■ Record set:
PR #861, opened 2023-05-25
Snowpark reader writer revision

sfc-gh-mrojas:

   Fixes #SNOW-826851

   The PR implements extensions into the Writer/Readers API to improve developer experience


src/snowflake/snowpark/dataframe_reader.py
```diff
@@ -253,19 +267,101 @@ class DataFrameReader:
...
+        self._metadata_cols: Optional[Iterable[_MetadataColumn]] = None
         # Infer schema information
         self._infer_schema = False
         self._infer_schema_transformations: Optional[
             List["snowflake.snowpark.column.Column"]
         ] = None
         self._infer_schema_target_columns: Optional[List[str]] = None
 
+    def load(self, path: str, format: str = None, schema: StructType = None, **kwargs):
+        """
```
sfc-gh-aalam, line 284: Can you declare a `Literal` for supported file formats and use that here and in `def format` below.

https://peps.python.org/pep-0586/

src/snowflake/snowpark/dataframe_writer.py
```diff
@@ -37,6 +39,25 @@
...
+    "TIMESTAMPFORMAT": ("TIMESTAMP_FORMAT", lambda val: val),
+}
+
+copy_options = [
+    "OVERWRITE",
+    "SINGLE",
+    "MAX_FILE_SIZE",
+    "INCLUDE_QUERY_ID",
+    "DETAILED_OUTPUT",
+]
```
sfc-gh-aalam, line 59: How is this different from `COPY_OPTIONS` in `snowflake.snowpark._internal.utils`? Would you mind adding it to the utils file instead?

sfc-gh-mrojas: Sure no problem! Good suggestion.

src/snowflake/snowpark/dataframe_reader.py
sfc-gh-mrojas: Good suggestion. Thanks

src/snowflake/snowpark/dataframe_reader.py
```diff
@@ -448,7 +568,30 @@ def option(self, key: str, value: Any) -> "DataFrameReader":
...
+        - NULLVALUE: will be interpreted as `NULL_IF`.
+        - DATEFORMAT: will be interpreted as `DATE_FORMAT`.
+        - TIMESTAMPFORMAT: will be interpreted as `TIMESTAMP_FORMAT`.
+        - INFERSCHEMA: will be interpreted as `INFER_SCHEMA`.
+
         """
+        if key.upper() in ["FORMAT", "TYPE"]:
+            return self.format(value)
+        elif key.upper() == "SCHEMA":
+            return self.schema(value)
```
sfc-gh-aalam, line 590: does pyspark support `schema` and `format` via `options`?

sfc-gh-mrojas: I have that idea but will need to check. Checking the spark code format seems to be stored inside a different field and options in extraOptions but will double check

src/snowflake/snowpark/column.py
```diff
@@ -819,10 +819,21 @@ def otherwise(self, value: ColumnOrLiteral) -> "CaseExpr":
...
-METADATA_FILE_ROW_NUMBER = Column("METADATA$FILE_ROW_NUMBER")
-METADATA_FILE_CONTENT_KEY = Column("METADATA$FILE_CONTENT_KEY")
-METADATA_FILE_LAST_MODIFIED = Column("METADATA$FILE_LAST_MODIFIED")
-METADATA_START_SCAN_TIME = Column("METADATA$START_SCAN_TIME")
-METADATA_FILENAME = Column("METADATA$FILENAME")
+METADATA_FILE_ROW_NUMBER = _MetadataColumn("METADATA$FILE_ROW_NUMBER")
+METADATA_FILE_CONTENT_KEY = _MetadataColumn("METADATA$FILE_CONTENT_KEY")
+METADATA_FILE_LAST_MODIFIED = _MetadataColumn("METADATA$FILE_LAST_MODIFIED")
+METADATA_START_SCAN_TIME = _MetadataColumn("METADATA$START_SCAN_TIME")
+METADATA_FILENAME = _MetadataColumn("METADATA$FILENAME")
```
sfc-gh-aalam, line 839: These changes from metadata PR were removed later in this PR: https://github.com/snowflakedb/snowpark-python/pull/882

could you resolve these changes as well

src/snowflake/snowpark/dataframe_reader.py
```diff
@@ -40,6 +40,20 @@
 else:
     from collections.abc import Iterable
 
+# We allow some common aliases to be used
+option_aliases = {
+    "HEADER": ("SKIP_HEADER", lambda val: 1 if val else 0),
```
sfc-gh-aalam, line 45:
```suggestion
OPTION_ALIASES = {
    "HEADER": ("SKIP_HEADER", lambda val: 1 if val else 0),
```
nit: in all our files, constants are declared with all caps

src/snowflake/snowpark/dataframe_reader.py
```diff
@@ -253,19 +267,111 @@ class DataFrameReader:
...
+    def load(
+        self,
+        path: str,
+        format: Optional[
+            Literal["avro", "csv", "json", "xml", "parquet", "orc"]
+        ] = None,
+        schema: StructType = None,
+        **kwargs,
+    ):
+        """
```
sfc-gh-aalam, line 292: return type-hint

src/snowflake/snowpark/dataframe_reader.py
sfc-gh-mrojas: My tests indicated that it is not supported as part of the options.

src/snowflake/snowpark/column.py
sfc-gh-mrojas: done

src/snowflake/snowpark/dataframe_reader.py
sfc-gh-mrojas: done

src/snowflake/snowpark/dataframe_reader.py
```diff
@@ -266,6 +280,98 @@ def __init__(self, session: "snowflake.snowpark.session.Session") -> None:
...
+
+        Alternatives to using the `format` method are:
+        1. Using the `option` method with either "format" or "type" key-value pairs.
+        Example: option("format", "csv") or option("type", "json")
+
+        2. Passing the file type directly into the `load` method.
+        Example: load("path/to/your/file", format="json")
+
+        Note: Ensure that you use a valid file format and use the appropriate method or option to specify it.
+
```
sfc-gh-aalam, line 365:
```suggestion
        Note:
            Ensure that you use a valid file format and use the appropriate method or option to specify it.
```
You could add a Note using this format. https://www.sphinx-doc.org/en/master/usage/extensions/example_google.html

src/snowflake/snowpark/dataframe_reader.py
```diff
@@ -448,7 +560,26 @@ def option(self, key: str, value: Any) -> "DataFrameReader":
...
+        - HEADER: Accepted values are True or False which will be interpreted as `option('SKIP_HEADER',1)` or `option('SKIP_HEADER',0)`.
+        - DELIMITER: will be interpreted as `FIELD_DELIMITER`.
+        - SEP: will be interpreted also as `FIELD_DELIMITER`.
+        - LINESEP: will be interpreted as `RECORD_DELIMITER`.
+        - PATHGLOBFILTER: will be interpreted as `PATTERN`.
+        - QUOTE: will be interpreted as `FIELD_OPTIONALLY_ENCLOSED_BY`.
+        - NULLVALUE: will be interpreted as `NULL_IF`.
+        - DATEFORMAT: will be interpreted as `DATE_FORMAT`.
+        - TIMESTAMPFORMAT: will be interpreted as `TIMESTAMP_FORMAT`.
+        - INFERSCHEMA: will be interpreted as `INFER_SCHEMA`.
```
sfc-gh-aalam, line 576:
```suggestion
        Note:
            Aliases are supported for specifying options in the `option` method.

            The following option aliases are available:

            - HEADER: Accepted values are True or False which will be interpreted as `option('SKIP_HEADER',1)` or `option('SKIP_HEADER',0)`.
            - DELIMITER: will be interpreted as `FIELD_DELIMITER`.
            - SEP: will be interpreted also as `FIELD_DELIMITER`.
            - LINESEP: will be interpreted as `RECORD_DELIMITER`.
            - PATHGLOBFILTER: will be interpreted as `PATTERN`.
            - QUOTE: will be interpreted as `FIELD_OPTIONALLY_ENCLOSED_BY`.
            - NULLVALUE: will be interpreted as `NULL_IF`.
            - DATEFORMAT: will be interpreted as `DATE_FORMAT`.
            - TIMESTAMPFORMAT: will be interpreted as `TIMESTAMP_FORMAT`.
            - INFERSCHEMA: will be interpreted as `INFER_SCHEMA`.
```
Same comment on formatting.

src/snowflake/snowpark/dataframe_reader.py
```diff
@@ -266,6 +280,98 @@ def __init__(self, session: "snowflake.snowpark.session.Session") -> None:
...
+
+        The following example demonstrate how to use a DataFrameReader.
+            >>> # Create a temp stage to run the example code.
+            >>> _ = session.sql("CREATE or REPLACE temp STAGE mystage").collect()
+
+        Example 1:
+            Loading the first two columns of a CSV file and skipping the first header line:
+            >>> from snowflake.snowpark.types import StructType, StructField, IntegerType, StringType
+            >>> _ = session.sql("create file format if not exists csv_format type=csv skip_header=1 null_if='none';").collect()
+            >>> _ = session.file.put("tests/resources/testCSVspecialFormat.csv", "@mystage", auto_compress=False)
```
sfc-gh-aalam, line 323:
```suggestion
            >>> _ = session.sql("create file format if not exists csv_format type=csv skip_header=1 null_if='none'").collect()
            >>> _ = session.file.put("tests/resources/testCSVspecialFormat.csv", "@mystage", auto_compress=False)
```

src/snowflake/snowpark/dataframe_reader.py
sfc-gh-aalam: You can also check how the final docstrings look using the readme [here](https://github.com/snowflakedb/snowpark-python/tree/main/docs).

tests/integ/scala/test_dataframe_reader_suite.py
```diff
@@ -219,6 +219,36 @@ def test_read_csv(session, mode):
...
+    df1 = reader.format("csv").schema(user_schema).load(test_file_on_stage)
+    res = df1.collect()
+    res.sort(key=lambda x: x[0])
+
+    assert len(res) == 2
+    assert len(res[0]) == 3
+    assert res == [Row(1, "one", 1.2), Row(2, "two", 2.2)]
+
+    with pytest.raises(SnowparkDataframeReaderException):
+        session.read.format("csv").load(test_file_on_stage)
```
sfc-gh-aalam, line 235: could you also add a `match=...` to the `pytest.raises` so that we match a regex of the error message that is generated

tests/integ/scala/test_dataframe_reader_suite.py
```diff
@@ -344,6 +374,47 @@ def test_read_csv_with_format_type_options(session, mode):
...
+    df1 = (
+        get_reader(session, mode)
+        .schema(user_schema)
+        .options(options)
+        .format("csv")
+        .load(test_file_colon, schema=user_schema, header=True, format="csv", sep=";")
+    )
+    res = df1.collect()
+    res.sort(key=lambda x: x[0])
+    assert res == [Row(1, "one", 1.2), Row(2, "two", 2.2)]
```
sfc-gh-aalam, line 395: could you split this test into two part, one without using `kwargs` in `load` and one without adding `options`. Here it is hard to figure out what the test is trying to test for. If it is making sure that `kwargs` get precedence over options, then we should have different values for the options

tests/integ/scala/test_dataframe_reader_suite.py
```diff
@@ -497,19 +568,12 @@ def test_read_metadata_column_from_stage(session, file_format):
...
-    reader = session.read.with_metadata("metadata$filename", "metadata$file_row_number")
-    df = get_df_from_reader_and_file_format(reader, file_format)
-    res = df.collect()
-    assert res[0]["METADATA$FILENAME"] == filename
-    assert res[0]["METADATA$FILE_ROW_NUMBER"] >= 0
-
 
 @pytest.mark.parametrize("mode", ["select", "copy"])
-def test_read_json_with_no_schema(session, mode):
+def test_read_format_json_with_no_schema(session, mode):
```
sfc-gh-aalam, line 573: we could parametrize this test with `.json()` and `.format("json").load()` so that we know both end points work.

tests/unit/scala/test_error_message.py
```diff
@@ -101,16 +102,6 @@ def test_df_cannot_resolve_column_name():
...
-def test_df_must_provide_schema_for_reading_file():
-    ex = SnowparkClientExceptionMessages.DF_MUST_PROVIDE_SCHEMA_FOR_READING_FILE()
-    assert type(ex) == SnowparkDataframeReaderException
-    assert ex.error_code == "1106"
-    assert (
-        ex.message
-        == "You must call DataFrameReader.schema() and specify the schema for the file."
-    )
-
-
```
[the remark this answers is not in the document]
sfc-gh-mrojas: Interesting I see no reason for that. I should have been an error during rebase

tests/integ/scala/test_dataframe_reader_suite.py
sfc-gh-mrojas: Good suggestion. splittin in 3. With aliases but using standard csv, with kwargs and using options and kwargs to show how kwargs have priority

src/snowflake/snowpark/dataframe_reader.py
```diff
@@ -266,6 +280,95 @@ def __init__(self, session: "snowflake.snowpark.session.Session") -> None:
...
+        ] = None,
+        schema: StructType = None,
+        **kwargs,
+    ) -> DataFrame:
+        """
+        Loads data from a file path.
+
+        This method is typically the last method in a daisy chain of DataFrame reader methods.
+        It allows specifying the file type using the `format` parameter, providing a schema using the `schema` parameter,
+        and passing any copy or format-specific options using the `kwargs` parameter.
```
sfc-gh-aalam, line 297:
```suggestion
        This method is typically the last method in a daisy chain of ``DataFrame`` reader methods.
        It allows specifying the file type using the ``format`` parameter, providing a schema using the ``schema`` parameter,
        and passing any copy or format-specific options using the ``kwargs`` parameter.
```

src/snowflake/snowpark/dataframe_reader.py
```diff
@@ -266,6 +280,95 @@ def __init__(self, session: "snowflake.snowpark.session.Session") -> None:
...
+            >>> from snowflake.snowpark.types import StructType, StructField, IntegerType, StringType
+            >>> _ = session.sql("create file format if not exists csv_format type=csv skip_header=1 null_if='none'").collect()
+            >>> _ = session.file.put("tests/resources/testCSVspecialFormat.csv", "@mystage", auto_compress=False)
+            >>> # Define the schema for the data in the CSV files.
+            >>> schema = StructType([StructField("ID", IntegerType()),StructField("USERNAME", StringType()),StructField("FIRSTNAME", StringType()),StructField("LASTNAME", StringType())])
+            >>> # Create a DataFrame that is configured to load data from the CSV files in the stage with a given schema and format.
+            >>> df = session.read.load("@mystage/testCSVspecialFormat.csv",format="csv",schema=schema,format_name="csv_format")
+            >>> # Load the data into the DataFrame and return an array of rows containing the results.
+            >>> df.collect()
+            [Row(ID=0, USERNAME='admin', FIRSTNAME=None, LASTNAME=None), Row(ID=1, USERNAME='test_user', FIRSTNAME='test', LASTNAME='user')]
```
sfc-gh-aalam, line 326: Screenshot 2023-07-05 at 10 32 43 AM

Please use [this](https://github.com/snowflakedb/snowpark-python/tree/main/docs) readme to generate docs locally and check if this was the intended result you want. You can dm me and I can help setup doc generation for you.

src/snowflake/snowpark/dataframe_writer.py
```diff
@@ -53,7 +66,363 @@ class DataFrameWriter:
...
+        if mode:
+            self.mode(mode)
+        if not self._file_format_type:
+            raise SnowparkClientExceptionMessages.DF_MUST_PROVIDE_FILETYPE_FOR_WRITING_FILE()
+        return self._write_to_location(
+            path, self._file_format_type, self._save_mode.value, block
+        )
+
+    def partitionBy(self, partition_by: Optional[ColumnOrSqlExpr]) -> "DataFrameWriter":
+        """Specifies an expression used to partition the unloaded table rows into separate files. It can be a :class:`Column`, a column name, or a SQL expression."""
```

■ Task description: The response must consist solely of the lines from the top of the records through the line holding "sfc-gh-mrojas: Sure no", copied word for word.

■ Problem solution:
PR #861, opened 2023-05-25
Snowpark reader writer revision

sfc-gh-mrojas:

   Fixes #SNOW-826851

   The PR implements extensions into the Writer/Readers API to improve developer experience


src/snowflake/snowpark/dataframe_reader.py
```diff
@@ -253,19 +267,101 @@ class DataFrameReader:
...
+        self._metadata_cols: Optional[Iterable[_MetadataColumn]] = None
         # Infer schema information
         self._infer_schema = False
         self._infer_schema_transformations: Optional[
             List["snowflake.snowpark.column.Column"]
         ] = None
         self._infer_schema_target_columns: Optional[List[str]] = None
 
+    def load(self, path: str, format: str = None, schema: StructType = None, **kwargs):
+        """
```
sfc-gh-aalam, line 284: Can you declare a `Literal` for supported file formats and use that here and in `def format` below.

https://peps.python.org/pep-0586/

src/snowflake/snowpark/dataframe_writer.py
```diff
@@ -37,6 +39,25 @@
...
+    "TIMESTAMPFORMAT": ("TIMESTAMP_FORMAT", lambda val: val),
+}
+
+copy_options = [
+    "OVERWRITE",
+    "SINGLE",
+    "MAX_FILE_SIZE",
+    "INCLUDE_QUERY_ID",
+    "DETAILED_OUTPUT",
+]
```
sfc-gh-aalam, line 59: How is this different from `COPY_OPTIONS` in `snowflake.snowpark._internal.utils`? Would you mind adding it to the utils file instead?

sfc-gh-mrojas: Sure no problem! Good suggestion.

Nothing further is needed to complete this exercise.